Now let's perform LabelBinarizer on the team column as well!

lb = LabelBinarizer()

lb.fit(X_train['team'])
lb.classes_     
lb.transform(X_train['team'])

X_train = X_train.join(
    pd.DataFrame(lb.fit_transform(X_train['team']),
    columns=lb.classes_,
    index=X_train.index))

X_train.head()
age team position stanley_cup American Canadian Finnish Russian C D G LW RW Colorado Avalanche Edmonton Oilers Pittsburgh Penguins San Jose Sharks Tampa Bay Lightning Toronto Maple Leafs Washington Capitals
12 32 Pittsburgh Penguins C 1 0 0 0 1 1 0 0 0 0 0 0 1 0 0 0 0
10 25 Toronto Maple Leafs D 0 1 0 0 0 0 1 0 0 0 0 0 0 0 0 1 0
3 22 Colorado Avalanche RW 0 0 0 1 0 0 0 0 0 1 1 0 0 0 0 0 0
11 23 Colorado Avalanche C 0 0 1 0 0 1 0 0 0 0 1 0 0 0 0 0 0
2 22 Edmonton Oilers C 0 0 1 0 0 1 0 0 0 0 0 1 0 0 0 0 0
X_test = X_test.join(
    pd.DataFrame(lb.transform(X_test['team']),
    columns=lb.classes_,    #Remembering the classes created from the original categorical column.
    index=X_test.index))

X_test = X_test.drop(columns=['team', 'position'])
X_train = X_train.drop(columns=['team', 'position'])
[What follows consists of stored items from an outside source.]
Issue #2097, opened 2026-05-08
feat(Table): make BaseTable private, add children-mode structural sub-components


cixzhang:
## Summary

`XDSBaseTable` is currently exported but has zero external consumers (confirmed via BigGrep across Nest). In children mode, the split between BaseTable and Table is meaningless — BaseTable children renders unstyled HTML because the sub-components hit their `if (!ctx)` fallback. Nobody would use it over raw `<table>`.

Meanwhile, children mode on `XDSTable` is under-specified — you pass raw `<thead>`/`<tbody>`/`<tfoot>` elements and the sub-components only style the body rows. There are no first-class structural wrappers.

### 1. Make `XDSBaseTable` private

Remove from `packages/core/src/Table/index.ts` exports. Keep as internal implementation detail of `XDSTable`. This is a breaking change — but with zero external consumers, impact is nil.

### 2. Add children-mode structural sub-components

| Component | Element | Purpose |
|-----------|---------|---------|
| `XDSTableHeader` | `<thead>` | Header section. Cells inside auto-render as header style. |
| `XDSTableBody` | `<tbody>` | Body section. Could host empty state when no rows. |
| `XDSTableFooter` | `<tfoot>` | Footer section for aggregation/summary rows. |

### 3. Update `XDSTable` children mode

Detect structural sub-components and render them in the correct positions. Today, `children` is dumped into a single `<tbody>` — after this change, children can include `XDSTableHeader`, `XDSTableBody`, and `XDSTableFooter` for full structural control.

### 4. Usage

```tsx
<XDSTable density="compact" dividers="rows">
  <XDSTableHeader>
    <XDSTableRow>
      <XDSTableHeaderCell>Name</XDSTableHeaderCell>
      <XDSTableHeaderCell>Age</XDSTableHeaderCell>
    </XDSTableRow>
  </XDSTableHeader>
  <XDSTableBody>
    <XDSTableRow>
      <XDSTableCell>Alice</XDSTableCell>
      <XDSTableCell>30</XDSTableCell>
    </XDSTableRow>
  </XDSTableBody>
  <XDSTableFooter>
    <XDSTableRow>
      <XDSTableCell>Total: 1</XDSTableCell>
    </XDSTableRow>
  </XDSTableFooter>
</XDSTable>
```

## Motivation

[...]

PR #5280, opened 2026-08-21
fix(templates): wrap table-grouped body rows in TableBody

### LINKED ISSUE #5277: [Bug] table-grouped template renders <tr> directly inside <table> — invalid DOM, and a hydration error for anyone who uses the template as a page

HelloOjasMutreja:
Fixes #5277.

## Problem

`table-grouped` renders `TableRow` directly as a child of `Table`, with no `TableBody` between them: `<table><tr>...`, invalid HTML that React's DOM nesting validation flags on every render, and a real hydration-mismatch risk for anyone using this template as a server-rendered Next.js page (the browser's HTML parser implies a `<tbody>` insertion that the client tree doesn't have).

Root cause per the issue: `Table`'s children mode used to wrap children in a `tbody` implicitly, until #2097 changed that so consumers get full structural control via `TableHeader`/`TableBody`/`TableFooter`. This template predates that change and was never migrated. `Table.doc.mjs` still described the pre-#2097 contract (children prop description named only `TableRow`/`TableCell`, and the related-components list didn't include `TableHeader`/`TableBody`/`TableFooter` at all), which is exactly the shape a reader following the docs would reproduce.

## Fix

- Wraps the `groupKeys.map(...)` block in `TableBody` (already exported from `@astryxdesign/core/Table`, the same wrapper the data-driven path renders internally, so no visible/styling change).
- Updates `Table.doc.mjs`'s `children` prop description and related-components list to reflect the actual current (post-#2097) contract.

## Verification

- `astryx template table-grouped` (the CLI's own template renderer) confirms the emitted source now wraps the group rows in `TableBody`.
- `astryx component Table --dense` renders cleanly with the updated components list; `astryx component TableBody` resolves (falls back to Table's own docs, since `TableBody` doesn't have its own standalone `.doc.mjs`, same as before this change).
- `node scripts/check-cli-structure.mjs` passes.
- Lint clean. This is template/doc-asset only, no changeset (matches the pattern of prior template-only commits, e.g. #5167).

Not implemented from the issue's other two suggestions (a dev-mode warning for a direct `TableRow` child, and a repo-wide sweep for other pre-#2097 consumers): both are their own separate pieces of work, worth their own issue/PR rather than folding into this one.

### DIFF
--- a/packages/cli/assets/templates/pages/table-grouped/page.tsx
+++ b/packages/cli/assets/templates/pages/table-grouped/page.tsx
@@ -39,6 +39,7 @@ import {
   Table,
   TableRow,
   TableCell,
+  TableBody,
   proportional,
   pixel,
   resolveColumnWidths,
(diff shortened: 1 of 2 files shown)


rubyycheung (approved):
Looks good from a design perspective. The explicit TableBody preserves the existing rendered appearance while correcting the table structure and preventing hydration mismatches.

HelloOjasMutreja:
Superseded by #5278, which merged this same fix (TableBody wrap in the table-grouped template plus the Table.doc.mjs update) along with a broader eslint rule catching the same class of issue elsewhere. Closing to avoid duplicate work.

Now let's see if we can model our data...

model = LogisticRegression()

model.fit(X_train, y_train)
model.score(X_test, y_test)
/anaconda3/lib/python3.6/site-packages/sklearn/linear_model/logistic.py:433: FutureWarning: Default solver will be changed to 'lbfgs' in 0.22. Specify a solver to silence this warning.
  FutureWarning)





0.6666666666666666

SUCCESS THEY'RE THE SAME SIZE!!!

LabelBinarizer is better than pd.get_dummies because when you fit your training data it gives you back a class_ method which remembers the different categories that were created when you hot encoded your column into multiple columns. When you transform your testing data and call the class attributes that were stored when you fit your training data, even though your test data may not have samples from that specific column, it remembers that it needs to represent the column even though there are no 1s present.